Thursday, July 30, 2009

Guidance from Culture..

Loved this article from the Herald earlier in the week about getting guidance from Albus Dumbledore, and the premise of a the book Slack is working on called What Would Dumbledore Do? - a self-help guide to living in the world according to the tenets of Albus Dumbledore.

It reminded me of a book that I read some time ago now called "I learned Everything I know from Watching Star Trek". There is some fun in this book but not sure there's any more than that.

Sunday, July 26, 2009

It's a strange world

It was quite intriguing over the past few weeks to read how the British backpacker may well have "faked" his survival story. The Herald yesterday had a great piece by Richard Glover about cynicism in the Specturm. Perhaps unsurpsingly I find it quite easy to agree with him, I think its really sad that its so easy to be cynical, and perhaps there is a price we pay for this.
"And cynicism exacts a terrible cost- in terms of cruelty towards the people we accuse; in terms of our own sense of the world and its possibilities [...] But bleakness pessimism and cynicism create a worldview just as limited, just as one-note, as the naive optimism they were said to challenge... Its just flipside Disney ... How do you change the world for the better if you assume the worst about everything and everybody? And why are trust and optimism the worst crimes of them all."
As for me, I know which way I'd rather fall: I'm a naive optimist.

Friday, July 10, 2009

New music from The Swell Season

I am excited by news that The Swell Season, are putting the finishing touches on ‘Strict Joy,’ (Sept 29/Anti- Records), the tracklisting is below, and the album includes some of the songs played on their tour earlier this year, and a few new ones.

1. Low Rising
2. Feeling the Pull
3. In These Arms
4. The Rain
5. Fantasy Man
6. Paper Cup
7. High Horses
8. The Verb
9. I Have Loved You Wrong
10. Love That Conquers
11. Two Tongues
12. Back Broke

Sunday, July 05, 2009

Bad...



Bad (from The Unforgettable Fire) is one of my favourite U2 songs, and this performance, from their Vertigo tour, was one of the highlights of the two shows I saw in the US.

Saturday, July 04, 2009

search for a new Messiah

There is something in the article here, the hunger we have for something, or someone bigger than us.In the article Howard talks about the outpouring of emotion for Michael Jackon and more broadly celebrities.

Some decent, humane sorrowing over that – a life gone nowhere, for all the fame; a life lived in desperate confusion – would not be inappropriate.

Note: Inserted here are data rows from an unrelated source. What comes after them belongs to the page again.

PR #131, opened 2021-11-26
Switch to HepMC3 in tests

### LINKED ISSUE #60: HepMC3 support
Currently it seems that only `HepMC` up to version `2.06.10` is supported for the integration tests. Trying to build using `HepMC3` leads to several issues that are related to [differences between `HepMC` and `HepMC3`](http://hepmc.web.cern.ch/hepmc/differences.html).

Should we update to `HepMC3` (and state so in the documentation) as `HepMC` will no longer receive updates, or should we try and keep both versions for the integration tests?

The easiest way out is to update the documentation to make it explicit that the tests depend on `HepMC` and not `HepMC3`.

vvolkl:
BEGINRELEASENOTES
- switch to hepmc3 in tests

ENDRELEASENOTES

Fixes #60

### DIFF
--- a/test/CMakeLists.txt
+++ b/test/CMakeLists.txt
@@ -74,13 +74,13 @@ endif()
 
 
 
-find_package(HepMC)
+find_package(HepMC3)
 find_package(HepPDT)
 
-if(HepMC_FOUND AND HepPDT_FOUND )
+if(HepMC3_FOUND AND HepPDT_FOUND )
   add_executable(edm4hep_testhepmc hepmc/edm4hep_testhepmc.cc)
-  target_include_directories(edm4hep_testhepmc PUBLIC ${HEPMC_INCLUDE_DIR} ${HEPPDT_INCLUDE_DIR} )
-  target_link_libraries(edm4hep_testhepmc edm4hep podio::podioRootIO ${HEPPDT_LIBRARIES} ${HEPMC_LIBRARIES})
+  target_include_directories(edm4hep_testhepmc PUBLIC ${HEPMC3_INCLUDE_DIR} ${HEPPDT_INCLUDE_DIR} )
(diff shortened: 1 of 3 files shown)


test/CMakeLists.txt
```diff
@@ -74,13 +74,13 @@ endif()
...
+find_package(HepMC3)
 find_package(HepPDT)
 
-if(HepMC_FOUND AND HepPDT_FOUND )
+if(HepMC3_FOUND AND HepPDT_FOUND )
   add_executable(edm4hep_testhepmc hepmc/edm4hep_testhepmc.cc)
-  target_include_directories(edm4hep_testhepmc PUBLIC ${HEPMC_INCLUDE_DIR} ${HEPPDT_INCLUDE_DIR} )
-  target_link_libraries(edm4hep_testhepmc edm4hep podio::podioRootIO ${HEPPDT_LIBRARIES} ${HEPMC_LIBRARIES})
+  target_include_directories(edm4hep_testhepmc PUBLIC ${HEPMC3_INCLUDE_DIR} ${HEPPDT_INCLUDE_DIR} )
+  target_link_libraries(edm4hep_testhepmc edm4hep podio::podioRootIO ${HEPPDT_LIBRARIES} ${HEPMC3_LIBRARIES})
```
tmadlener, line 83: Minute detail here: Does HepMC3 export targets that could be used here?

vvolkl: Sadly no, see the upstream example: https://gitlab.cern.ch/hepmc/HepMC3/-/blob/master/examples/BasicExamples/CMakeLists.txt

tmadlener: Ah, pity.

tmadlener (approved):
Thanks for going through this exercise.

And a little soul-searching, as well, on the part of those who must idolise before they know they are alive. This, too, has been gone over and over all week – the hellish compact between a star and those who worship him. We destroy those we inordinately admire. That is the cliche. I would put it differently. Those we inordinately admire destroy us.

It has been said that Michael Jackson changed the lives of millions of his fans. But I have yet to read an account of what he changed them to. Yes, he gave them songs to sing. Few of them remarkable. And he gave them a dance to dance. I can see with my own eyes that he moved unusually. So let's say he taught others to move unusually too. Perhaps we can say he liberated them into a bodily vitality they hadn't known before. That's not nothing, if it's true. But if it is true, you wonder where all that bequeathed vitality has gone to. After you've done your moonwalk, then what?

And there is certainly a lesson from his final line..
We should revere less and forgive more. There are no gods among us, and few devils. If we must do huge, let's do benign scepticism, hugely.